SOURCE INFORMATION -

* * * *

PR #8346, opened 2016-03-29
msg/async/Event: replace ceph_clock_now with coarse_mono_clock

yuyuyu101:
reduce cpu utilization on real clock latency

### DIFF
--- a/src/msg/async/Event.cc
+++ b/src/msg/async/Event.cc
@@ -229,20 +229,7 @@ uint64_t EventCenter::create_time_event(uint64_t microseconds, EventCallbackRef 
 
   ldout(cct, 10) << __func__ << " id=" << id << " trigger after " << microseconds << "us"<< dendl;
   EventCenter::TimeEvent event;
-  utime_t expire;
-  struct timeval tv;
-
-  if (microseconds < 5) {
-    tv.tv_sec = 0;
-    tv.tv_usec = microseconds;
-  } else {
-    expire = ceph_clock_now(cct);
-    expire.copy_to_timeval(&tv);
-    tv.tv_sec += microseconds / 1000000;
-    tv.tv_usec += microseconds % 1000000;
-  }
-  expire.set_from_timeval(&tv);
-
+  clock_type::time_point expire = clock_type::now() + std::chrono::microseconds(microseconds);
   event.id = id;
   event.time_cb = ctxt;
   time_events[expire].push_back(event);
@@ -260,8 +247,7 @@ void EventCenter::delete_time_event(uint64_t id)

* * * *

WHAT YOU HAVE TO DO - Write every line of the material above again, exactly.

SOLUTION FOR THIS EXERCISE -
PR #8346, opened 2016-03-29
msg/async/Event: replace ceph_clock_now with coarse_mono_clock

yuyuyu101:
reduce cpu utilization on real clock latency

### DIFF
--- a/src/msg/async/Event.cc
+++ b/src/msg/async/Event.cc
@@ -229,20 +229,7 @@ uint64_t EventCenter::create_time_event(uint64_t microseconds, EventCallbackRef 
 
   ldout(cct, 10) << __func__ << " id=" << id << " trigger after " << microseconds << "us"<< dendl;
   EventCenter::TimeEvent event;
-  utime_t expire;
-  struct timeval tv;
-
-  if (microseconds < 5) {
-    tv.tv_sec = 0;
-    tv.tv_usec = microseconds;
-  } else {
-    expire = ceph_clock_now(cct);
-    expire.copy_to_timeval(&tv);
-    tv.tv_sec += microseconds / 1000000;
-    tv.tv_usec += microseconds % 1000000;
-  }
-  expire.set_from_timeval(&tv);
-
+  clock_type::time_point expire = clock_type::now() + std::chrono::microseconds(microseconds);
   event.id = id;
   event.time_cb = ctxt;
   time_events[expire].push_back(event);
@@ -260,8 +247,7 @@ void EventCenter::delete_time_event(uint64_t id)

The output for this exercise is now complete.